▶ [What to do]:
A word-for-word transcription of the records is required.

▶ [Given data]:

PR #344, opened 2023-06-22
[feature/NRLF-XXXX-auth_from_s3] Auth from S3

jaklinger:


feature_tests/common/constants.py
```diff
@@ -59,6 +60,9 @@
     DocumentPointer: DOCUMENT_POINTER_TABLE_DEFINITION,
 }
 
+PERMISSIONS_BUCKET = "permissions_bucket"  # This should match the value in TF outputs
```
Rohoolio, line 63: Is this value right or does it get changed later? its name is now 

"${local.prefix}--authorization-store"

layer/lambda_utils/lambda_utils/header_config.py
```diff
@@ -41,10 +41,13 @@ class ClientRpDetailsHeader(AbstractHeader):
 
 
 class ConnectionMetadata(AbstractHeader):
-    pointer_types: list[str] = Field(alias="nrl.pointer-types")
+    pointer_types: list[str] = Field(alias="nrl.pointer-types", default_factory=list)
     ods_code: str = Field(alias="nrl.ods-code")
     ods_code_extension: str = Field(alias="nrl.ods-code-extension", default=None)
-    nrl_permissions: list[str] = Field(alias="nrl.permissions", default=[])
+    nrl_permissions: list[str] = Field(alias="nrl.permissions", default_factory=list)
+    enable_permissions_lookup: bool = Field(
```
Rohoolio, line 48: Im not sure the custom attribute can be a bool - will it be able to parse this?

layer/nrlf/nrlf/core/authoriser.py
```diff
@@ -42,9 +54,12 @@ class Config(BaseModel):
     ENVIRONMENT: str
     SPLUNK_INDEX: str
     SOURCE: str
+    PERMISSIONS_LOOKUP_BUCKET: str
```
Rohoolio, line 57: I think we want to change this to be Authorization store to match the Terraform now

layer/nrlf/nrlf/core/authoriser.py
```diff
@@ -58,6 +73,8 @@ def build_persistent_dependencies(config: Config) -> dict[str, any]:
         "environment": config.ENVIRONMENT,
         "splunk_index": config.SPLUNK_INDEX,
         "source": config.SOURCE,
+        "permissions_lookup_bucket": config.PERMISSIONS_LOOKUP_BUCKET,
```
Rohoolio, line 76: Same as above

layer/nrlf/nrlf/core/authoriser.py
Rohoolio: Which I should have done when I committed my other PR haha

layer/nrlf/nrlf/core/tests/test_authoriser_utils.py
```diff
@@ -79,6 +142,8 @@ def test_execute_steps_yields_deny_on_internal_server_error(
             ENVIRONMENT="an-environment",
             SPLUNK_INDEX="an-index",
             SOURCE="the-lambda-name",
+            S3_CLIENT="the-s3-client",
+            PERMISSIONS_LOOKUP_BUCKET="a-bucket",
```
Rohoolio, line 146: Same here

terraform/infrastructure/lambda.tf
```diff
@@ -266,11 +266,13 @@ module "producer__authoriser_lambda" {
   layers      = [module.lambda-utils.layer_arn, module.nrlf.layer_arn, module.third_party.layer_arn]
   kms_key_id  = module.kms__cloudwatch.kms_arn
   environment_variables = {
-    PREFIX       = "${local.prefix}--"
-    ENVIRONMENT  = local.environment
-    SPLUNK_INDEX = module.firehose__processor.splunk.index
+    PREFIX                    = "${local.prefix}--"
+    ENVIRONMENT               = local.environment
+    SPLUNK_INDEX              = module.firehose__processor.splunk.index
+    PERMISSIONS_LOOKUP_BUCKET = aws_s3_bucket.authorization-store.id
```
Rohoolio, line 272: This is where we want to change the env var to something more auth store related

terraform/infrastructure/lambda.tf
```diff
@@ -289,9 +291,10 @@ module "consumer__authoriser_lambda" {
...
```
Rohoolio, line 297: Nice catch - i did not remember to put the same env var in the consumer 😓

terraform/infrastructure/output.tf
```diff
@@ -57,3 +57,7 @@ output "firehose" {
 output "mi" {
   value = module.mi
 }
+
+output "permissions_bucket" {
```
Rohoolio, line 61: Again ive called this permissions bucket but we should probably adjust that to be consistent to authorization_store

feature_tests/common/constants.py
jaklinger: oh that comment's old actually, now it's just a dummy name for the local run (i.e. when mocking s3)

jaklinger: so i'll rm the comment

layer/lambda_utils/lambda_utils/header_config.py
jaklinger: Seems to work fine:

image

jaklinger: the value we pass to NRLF can certainly be a bool, more of a question about how we choose to parse this on the apigee side

layer/nrlf/nrlf/core/authoriser.py
jaklinger: ah yep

▶ [Result below]:
PR #344, opened 2023-06-22
[feature/NRLF-XXXX-auth_from_s3] Auth from S3

jaklinger:


feature_tests/common/constants.py
```diff
@@ -59,6 +60,9 @@
     DocumentPointer: DOCUMENT_POINTER_TABLE_DEFINITION,
 }
 
+PERMISSIONS_BUCKET = "permissions_bucket"  # This should match the value in TF outputs
```
Rohoolio, line 63: Is this value right or does it get changed later? its name is now 

"${local.prefix}--authorization-store"

layer/lambda_utils/lambda_utils/header_config.py
```diff
@@ -41,10 +41,13 @@ class ClientRpDetailsHeader(AbstractHeader):
 
 
 class ConnectionMetadata(AbstractHeader):
-    pointer_types: list[str] = Field(alias="nrl.pointer-types")
+    pointer_types: list[str] = Field(alias="nrl.pointer-types", default_factory=list)
     ods_code: str = Field(alias="nrl.ods-code")
     ods_code_extension: str = Field(alias="nrl.ods-code-extension", default=None)
-    nrl_permissions: list[str] = Field(alias="nrl.permissions", default=[])
+    nrl_permissions: list[str] = Field(alias="nrl.permissions", default_factory=list)
+    enable_permissions_lookup: bool = Field(
```
Rohoolio, line 48: Im not sure the custom attribute can be a bool - will it be able to parse this?

layer/nrlf/nrlf/core/authoriser.py
```diff
@@ -42,9 +54,12 @@ class Config(BaseModel):
     ENVIRONMENT: str
     SPLUNK_INDEX: str
     SOURCE: str
+    PERMISSIONS_LOOKUP_BUCKET: str
```
Rohoolio, line 57: I think we want to change this to be Authorization store to match the Terraform now

layer/nrlf/nrlf/core/authoriser.py
```diff
@@ -58,6 +73,8 @@ def build_persistent_dependencies(config: Config) -> dict[str, any]:
         "environment": config.ENVIRONMENT,
         "splunk_index": config.SPLUNK_INDEX,
         "source": config.SOURCE,
+        "permissions_lookup_bucket": config.PERMISSIONS_LOOKUP_BUCKET,
```
Rohoolio, line 76: Same as above

layer/nrlf/nrlf/core/authoriser.py
Rohoolio: Which I should have done when I committed my other PR haha

layer/nrlf/nrlf/core/tests/test_authoriser_utils.py
```diff
@@ -79,6 +142,8 @@ def test_execute_steps_yields_deny_on_internal_server_error(
             ENVIRONMENT="an-environment",
             SPLUNK_INDEX="an-index",
             SOURCE="the-lambda-name",
+            S3_CLIENT="the-s3-client",
+            PERMISSIONS_LOOKUP_BUCKET="a-bucket",
```
Rohoolio, line 146: Same here

terraform/infrastructure/lambda.tf
```diff
@@ -266,11 +266,13 @@ module "producer__authoriser_lambda" {
   layers      = [module.lambda-utils.layer_arn, module.nrlf.layer_arn, module.third_party.layer_arn]
   kms_key_id  = module.kms__cloudwatch.kms_arn
   environment_variables = {
-    PREFIX       = "${local.prefix}--"
-    ENVIRONMENT  = local.environment
-    SPLUNK_INDEX = module.firehose__processor.splunk.index
+    PREFIX                    = "${local.prefix}--"
+    ENVIRONMENT               = local.environment
+    SPLUNK_INDEX              = module.firehose__processor.splunk.index
+    PERMISSIONS_LOOKUP_BUCKET = aws_s3_bucket.authorization-store.id
```
Rohoolio, line 272: This is where we want to change the env var to something more auth store related

terraform/infrastructure/lambda.tf
```diff
@@ -289,9 +291,10 @@ module "consumer__authoriser_lambda" {
...
```
Rohoolio, line 297: Nice catch - i did not remember to put the same env var in the consumer 😓

terraform/infrastructure/output.tf
```diff
@@ -57,3 +57,7 @@ output "firehose" {
 output "mi" {
   value = module.mi
 }
+
+output "permissions_bucket" {
```
Rohoolio, line 61: Again ive called this permissions bucket but we should probably adjust that to be consistent to authorization_store

feature_tests/common/constants.py
jaklinger: oh that comment's old actually, now it's just a dummy name for the local run (i.e. when mocking s3)

jaklinger: so i'll rm the comment

layer/lambda_utils/lambda_utils/header_config.py
jaklinger: Seems to work fine:

image

jaklinger: the value we pass to NRLF can certainly be a bool, more of a question about how we choose to parse this on the apigee side

layer/nrlf/nrlf/core/authoriser.py
jaklinger: ah yep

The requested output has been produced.